Though formerly attributed to Morazzone and compared by me to a painting in the Manning Collection of the Holy Family with Elizabeth and St. John the Baptist in Joseph's Workshop,1 the present brunaille, like the Manning picture, has instead been recently given by Giulio Bora to Antonio Mondino. As kindly pointed out to me by Jonathan Bober, Bora catalogues both works2 as by this once faithful student and collaborator of Morazzone's, Antonio Mondino.

Bora suggests a date for both our brunaille and the Manning picture to the latter years of the 1630's. This he suggests despite noting that the present work retains an uncluttered structure like a Morazzone, while the Manning picture reveals an independent turn to a nervous intensity and crowdedness that takes the artist in a new direction. Part of that change includes bringing the out-of-doors indoors via a window while in our brunaille we are taken instead to other depths of plane by the staircase which leads to another plane outside the immediate scene of the subject. The prominence of Joseph in both works is indicative of the new devotion to him as a result of the Counter-Reformation.

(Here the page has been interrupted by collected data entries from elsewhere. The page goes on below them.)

PR #8328, opened 2025-09-15
Remove scan API from visibility

rodrigozhou:
## What changed?
Removing scan API from Visibility

## Why?
Visibility Scan API has been marked as deprecated since v1.27.0.
`Scan` in Visibility with SQL DB is the same as the `List` API. With Elasticsearch, it provides a search without an order of the results, and we don't see any reason to use it instead of the `List` API.

## How did you test it?
- [x] built
- [ ] added new unit test(s)

## Potential risks
Users will be required to migrate to `List` API prior to upgrading Temporal.

### DIFF
--- a/service/frontend/workflow_handler.go
+++ b/service/frontend/workflow_handler.go
@@ -2538,40 +2538,24 @@ func (wh *WorkflowHandler) ListArchivedWorkflowExecutions(ctx context.Context, r
 	}, nil
 }
 
-// ScanWorkflowExecutions is a visibility API to list large amount of workflow executions in a specific namespace without order.
+// ScanWorkflowExecutions _was_ a Visibility API to list large amount of workflow executions in a specific namespace without order.
+// It has since been deprecated in favor of `ListWorkflowExecutions` and rewritten to use `ListWorkflowExecutions` internally.
+// Deprecated: Use `ListWorkflowExecutions`
 func (wh *WorkflowHandler) ScanWorkflowExecutions(ctx context.Context, request *workflowservice.ScanWorkflowExecutionsRequest) (_ *workflowservice.ScanWorkflowExecutionsResponse, retError error) {
 	defer log.CapturePanic(wh.logger, &retError)
 
-	if request == nil {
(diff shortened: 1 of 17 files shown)


service/frontend/workflow_handler.go
```diff
@@ -2538,40 +2538,22 @@ func (wh *WorkflowHandler) ListArchivedWorkflowExecutions(ctx context.Context, r
 	}, nil
 }
 
-// ScanWorkflowExecutions is a visibility API to list large amount of workflow executions in a specific namespace without order.
+// Deprecated: Use `ListWorkflowExecutions`
```
bergundy, line 2543:
```suggestion
// ScanWorkflowExecutions _was_ a visibility API to list large amount of workflow executions in a specific namespace without order.
// It has since been deprecated in favor of `ListWorkflowExecutions` and rewritten to use `ListWorkflowExecutions` internally.
// Deprecated: Use `ListWorkflowExecutions`
```

rodrigozhou:
`Scan` calls `List` only when using SQL visibility. With ES, `Scan` has its own implementation that's different from `List`. As it's in our [documentation](https://docs.temporal.io/tctl-v1/workflow#scan), `Scan` differs from `List` that it's not guaranteed to have any order.

It's not a performance issue, it's just that we don't want to keep two APIs that does very similar things. In SQL it's already the same, and ES we don't see any reason to have the `Scan` API.

bergundy:
> `Scan` calls `List` only when using SQL visibility. With ES, `Scan` has its own implementation that's different from `List`. As it's in our [documentation](https://docs.temporal.io/tctl-v1/workflow#scan), `Scan` differs from `List` that it's not guaranteed to have any order.
> 
> It's not a performance issue, it's just that we don't want to keep two APIs that does very similar things. In SQL it's already the same, and ES we don't see any reason to have the `Scan` API.

SGTM, just put this in the PR description and make sure it makes it to the release notes.

bergundy (approved):
Please add my suggestion but otherwise LGTM.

Mondino's ouevre and reputation suffer from a complete lack of biographical data. He appears to have worked in and around Varese, though an 18th c. account claims that he worked largely elsewhere, travelling the world. He invented his own personal style distinguished by a specific facial morphology which is sharper than Morazzone's, displaying more imagination than his master and a greater interest in line and use of chiaroscuro. His known paintings are dated from 1617 through 1626 to 1633.

The magic of the present interior scene is due to the real-life atmosphere created by the artist. Joseph's workbench, beautifully lit, reveals his tools and wood shavings, by-products of his recent labor. Children's books are stacked on the floor and the Baptist's attention is completely engaged by a charming toy, a bird on a string, perhaps whittled by the proprietor himself. Though Joseph is working, he glances with tender concern over his shoulder at the children.

1

Mia N Weiner, Old Master Drawings, exhibition catalogue, November, 1990, cat. # 20.

2

See litt.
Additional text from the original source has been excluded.